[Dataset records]
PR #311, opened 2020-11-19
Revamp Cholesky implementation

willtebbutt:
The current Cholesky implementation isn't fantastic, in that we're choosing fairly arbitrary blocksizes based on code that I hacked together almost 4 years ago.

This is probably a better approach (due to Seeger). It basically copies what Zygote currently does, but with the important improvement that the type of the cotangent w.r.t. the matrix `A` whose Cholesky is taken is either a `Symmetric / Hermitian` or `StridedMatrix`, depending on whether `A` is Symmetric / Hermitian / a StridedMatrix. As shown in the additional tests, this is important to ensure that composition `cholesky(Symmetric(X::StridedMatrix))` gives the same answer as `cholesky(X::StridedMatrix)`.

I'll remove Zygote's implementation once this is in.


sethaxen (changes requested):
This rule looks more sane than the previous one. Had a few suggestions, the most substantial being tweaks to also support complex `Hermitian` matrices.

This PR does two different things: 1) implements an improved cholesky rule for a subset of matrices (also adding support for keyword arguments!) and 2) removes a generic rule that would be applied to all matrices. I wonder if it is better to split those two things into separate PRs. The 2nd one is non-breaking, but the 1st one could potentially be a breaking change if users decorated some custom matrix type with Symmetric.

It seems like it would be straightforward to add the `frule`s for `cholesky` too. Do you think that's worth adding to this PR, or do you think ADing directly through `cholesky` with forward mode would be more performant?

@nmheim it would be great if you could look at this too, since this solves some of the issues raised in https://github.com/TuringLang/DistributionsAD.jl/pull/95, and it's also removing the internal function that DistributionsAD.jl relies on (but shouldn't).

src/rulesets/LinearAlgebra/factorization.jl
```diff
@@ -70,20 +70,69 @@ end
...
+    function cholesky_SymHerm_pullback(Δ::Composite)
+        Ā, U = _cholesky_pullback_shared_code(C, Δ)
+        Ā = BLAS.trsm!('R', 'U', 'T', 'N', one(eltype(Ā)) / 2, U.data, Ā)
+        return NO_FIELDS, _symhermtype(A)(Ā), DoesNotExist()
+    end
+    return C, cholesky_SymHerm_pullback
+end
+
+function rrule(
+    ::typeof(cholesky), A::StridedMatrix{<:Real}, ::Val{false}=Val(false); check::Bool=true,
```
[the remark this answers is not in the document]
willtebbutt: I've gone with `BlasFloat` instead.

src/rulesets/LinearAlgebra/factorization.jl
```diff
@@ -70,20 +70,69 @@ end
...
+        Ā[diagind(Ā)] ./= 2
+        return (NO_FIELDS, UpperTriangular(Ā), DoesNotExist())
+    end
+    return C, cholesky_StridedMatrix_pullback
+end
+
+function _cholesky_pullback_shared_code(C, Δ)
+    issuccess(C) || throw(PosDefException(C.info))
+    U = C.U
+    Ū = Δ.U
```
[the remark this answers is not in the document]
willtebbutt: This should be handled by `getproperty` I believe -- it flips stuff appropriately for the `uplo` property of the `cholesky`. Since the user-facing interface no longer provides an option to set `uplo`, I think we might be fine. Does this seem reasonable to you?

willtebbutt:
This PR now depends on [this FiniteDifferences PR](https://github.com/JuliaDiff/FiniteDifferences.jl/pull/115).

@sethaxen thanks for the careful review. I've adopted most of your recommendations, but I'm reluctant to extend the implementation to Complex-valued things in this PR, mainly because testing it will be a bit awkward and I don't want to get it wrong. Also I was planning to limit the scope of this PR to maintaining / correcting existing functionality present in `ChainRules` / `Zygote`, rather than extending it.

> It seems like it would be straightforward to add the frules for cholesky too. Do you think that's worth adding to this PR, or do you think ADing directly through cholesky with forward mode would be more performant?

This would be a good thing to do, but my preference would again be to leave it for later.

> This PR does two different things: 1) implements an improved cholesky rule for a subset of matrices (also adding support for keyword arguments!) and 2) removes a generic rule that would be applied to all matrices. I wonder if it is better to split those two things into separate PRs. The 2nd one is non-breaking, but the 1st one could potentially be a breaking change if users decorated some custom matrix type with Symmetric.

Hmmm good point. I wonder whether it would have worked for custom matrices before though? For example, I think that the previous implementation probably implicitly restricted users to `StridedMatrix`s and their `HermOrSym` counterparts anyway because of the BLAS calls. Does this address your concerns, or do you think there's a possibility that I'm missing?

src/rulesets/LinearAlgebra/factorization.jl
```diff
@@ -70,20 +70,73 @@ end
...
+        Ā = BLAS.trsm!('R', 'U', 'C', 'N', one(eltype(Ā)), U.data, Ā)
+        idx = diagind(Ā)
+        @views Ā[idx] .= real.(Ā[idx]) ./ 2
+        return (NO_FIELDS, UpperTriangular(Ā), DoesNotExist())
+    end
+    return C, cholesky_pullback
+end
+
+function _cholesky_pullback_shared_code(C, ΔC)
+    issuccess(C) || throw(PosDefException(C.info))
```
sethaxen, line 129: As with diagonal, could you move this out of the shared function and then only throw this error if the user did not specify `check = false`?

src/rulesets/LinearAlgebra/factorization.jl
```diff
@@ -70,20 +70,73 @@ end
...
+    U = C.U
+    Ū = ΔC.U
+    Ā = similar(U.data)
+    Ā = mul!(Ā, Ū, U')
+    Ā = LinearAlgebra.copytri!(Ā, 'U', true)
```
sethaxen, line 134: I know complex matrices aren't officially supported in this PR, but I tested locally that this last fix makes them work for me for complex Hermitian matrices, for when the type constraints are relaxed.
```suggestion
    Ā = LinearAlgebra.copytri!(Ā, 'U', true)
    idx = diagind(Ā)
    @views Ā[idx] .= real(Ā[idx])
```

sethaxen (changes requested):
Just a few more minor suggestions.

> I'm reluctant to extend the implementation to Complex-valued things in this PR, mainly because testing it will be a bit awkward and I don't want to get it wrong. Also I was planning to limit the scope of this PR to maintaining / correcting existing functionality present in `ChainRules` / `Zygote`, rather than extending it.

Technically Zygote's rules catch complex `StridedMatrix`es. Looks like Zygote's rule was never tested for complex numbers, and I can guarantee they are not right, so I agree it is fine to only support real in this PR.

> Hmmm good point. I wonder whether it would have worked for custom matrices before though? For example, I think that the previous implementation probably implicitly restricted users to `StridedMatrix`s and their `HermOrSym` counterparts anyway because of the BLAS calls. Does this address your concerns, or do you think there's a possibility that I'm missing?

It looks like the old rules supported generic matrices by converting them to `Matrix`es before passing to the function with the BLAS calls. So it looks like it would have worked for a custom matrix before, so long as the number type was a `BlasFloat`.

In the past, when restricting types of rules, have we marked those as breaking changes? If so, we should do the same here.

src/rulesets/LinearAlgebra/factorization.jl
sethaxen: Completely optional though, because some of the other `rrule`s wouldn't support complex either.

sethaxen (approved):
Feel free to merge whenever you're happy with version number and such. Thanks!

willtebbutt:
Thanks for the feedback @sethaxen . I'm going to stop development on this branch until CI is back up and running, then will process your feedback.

== Brief ==
Give back precisely the lines above that start at the line containing "willtebbutt: I've gone" and end at the line containing "This PR now", inclusive. No other lines belong in the output.

== Final answer ==
willtebbutt: I've gone with `BlasFloat` instead.

src/rulesets/LinearAlgebra/factorization.jl
```diff
@@ -70,20 +70,69 @@ end
...
+        Ā[diagind(Ā)] ./= 2
+        return (NO_FIELDS, UpperTriangular(Ā), DoesNotExist())
+    end
+    return C, cholesky_StridedMatrix_pullback
+end
+
+function _cholesky_pullback_shared_code(C, Δ)
+    issuccess(C) || throw(PosDefException(C.info))
+    U = C.U
+    Ū = Δ.U
```
[the remark this answers is not in the document]
willtebbutt: This should be handled by `getproperty` I believe -- it flips stuff appropriately for the `uplo` property of the `cholesky`. Since the user-facing interface no longer provides an option to set `uplo`, I think we might be fine. Does this seem reasonable to you?

willtebbutt:
This PR now depends on [this FiniteDifferences PR](https://github.com/JuliaDiff/FiniteDifferences.jl/pull/115).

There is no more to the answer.